Dagda’s Harp

brian-boru-celtic-harp
Once upon a time there were to very different kinds of people in Ireland. One kind had long dark hair and dark eyes. They were called Fomorians and carried long slender spears when they fought. the other kind of people had gold hair and blue eyes. They carried short, blunt, and heavy spears of dull metal.
The golden-haired people had a great chieftain and high priest called Dagda, and Dagda had a wonderful magic harp. The harp was beautiful to look upon, crafted if rare wood, and ornamented with jewels and gold. The harp had wonderful music in its strings which only Dagda could call forth. When the men were going out to battle, Dagda would set up his magic harp and sweep his hand across the strings. Then, a war song would ring out and make every warrior buckle his armor, brace his knees, and shout, “Forth to fight!”
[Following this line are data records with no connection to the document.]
PR #774, opened 2024-06-24
Math features migrate to numpy

olikra:
I migrated the transform method in math_features from pandas.agg to native numpy functions with backward compatibility. At least all existing tests on math-feature pass.

Following key-functions are implemented:

- "sum", "np.sum"
- "mean", "np.mean"
- "min", "np.min"
- "max", "np.max"
- "prod", "np.prod"
- "median", "np.median"
- "std", "np.std"
- "var", "np.var"

In case a defined function is not in above collection it falls back to pandas.agg. In the Examples-section I described the way to call a custom function with numpy.apply_over_axes()

I additionally changed the deprecated 

`dob_datrange = pd.date_range("2020-02-24", periods=4, freq="T")`

to

`dob_datrange = pd.date_range("2020-02-24", periods=4, freq="min")`

to avoid FutureWarnings from pandas.

Please have a look. @solegalli

### DIFF
--- a/feature_engine/creation/custom_functions.py
+++ b/feature_engine/creation/custom_functions.py
@@ -6,6 +6,5 @@ custom function should be processed via pandas.agg() or numpy.apply_over_axes()
 
 class CustomFunctions:
 
-
     def __init__(self, scope_target):
         self.scope_target = scope_target
--- a/feature_engine/creation/custom_functions.py
+++ b/feature_engine/creation/custom_functions.py
@@ -1,0 +1,11 @@
+"""
+CustomFunctions is a wrapper, which allows MathFunctions to detect if a
+custom function should be processed via pandas.agg() or numpy.apply_over_axes()
+"""
+
+
+class CustomFunctions:
+
+
+    def __init__(self, scope_target):
+        self.scope_target = scope_target
--- a/feature_engine/creation/math_features.py
+++ b/feature_engine/creation/math_features.py
@@ -378,7 +378,5 @@ class MathFeatures(BaseCreation):
                 feature_names = [
                     f"{function}_{'_'.join(varlist)}" for function in functions
                 ]
-            else:
-                feature_names = [f"{self.func}_{'_'.join(varlist)}"]
 
         return feature_names
--- a/feature_engine/creation/math_features.py
+++ b/feature_engine/creation/math_features.py
@@ -343,8 +343,6 @@ class MathFeatures(BaseCreation):
                         result = np_df[np_variables].agg(np_function, axis=1)
                         np_result_df[new_variable_names[np_function_idx]] = result
 
-                    print(scope_target)
-
             return np_result_df
 
         X = self._check_transform_input_and_state(X)
--- a/feature_engine/creation/math_features.py
+++ b/feature_engine/creation/math_features.py
@@ -1,7 +1,7 @@
 from typing import Any, List, Optional, Union
 
+import numpy as np
 import pandas as pd
-
 from feature_engine._docstrings.fit_attributes import (
     _feature_names_in_docstring,
     _n_features_in_docstring,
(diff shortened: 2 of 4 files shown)


feature_engine/creation/custom_functions.py
```diff
@@ -0,0 +1,10 @@
+"""
+CustomFunctions is a wrapper, which allows MathFunctions to detect if a
+custom function should be processed via pandas.agg() or numpy.apply_over_axes()
+"""
+
+
+class CustomFunctions:
```
solegalli, line 7: Do we need this class? it seems to be implementing a very simple functionality. Can this not be a one liner in the main MathFeatures class? 

Besides that, the class name does not immediately tell what the class is doing, we'd need docstrings and typehints.

feature_engine/creation/math_features.py
```diff
@@ -68,6 +69,11 @@ class MathFeatures(BaseCreation):
         one name per function. If None, the transformer will assign arbitrary names,
         starting with the function and followed by the variables separated by _.
 
+    ddof: int, float, default = 1
```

And when the men came back weary and wounded, Dagda would take his harp and strike a few chords. The magic music stole into the air and every warrior forgot his weariness and wounds and began to think of the honor he had won, the comrade who had died beside him, and the safety of his wife and children. Then the music would swell louder and every man would only remember the glory that had won for their king, and each man would rise at the great tables, cup in hand, and declare, “Long live the king!”
There came a time when the Fomorians and the golden-haired people were at war. In the midst of the great war, when Dagda’s hall was not as well guarded as usual, some of the Fomorian chieftains stole the great harp from the wall and fled. Their wives, children, and a few soldiers went with them. They fled as fast and far through the night until they were far away from the battlefield. There they thought they were safe and so they turned aside into a vacant castle by the road. They sat down to a banquet and hung the stolen harp on the wall.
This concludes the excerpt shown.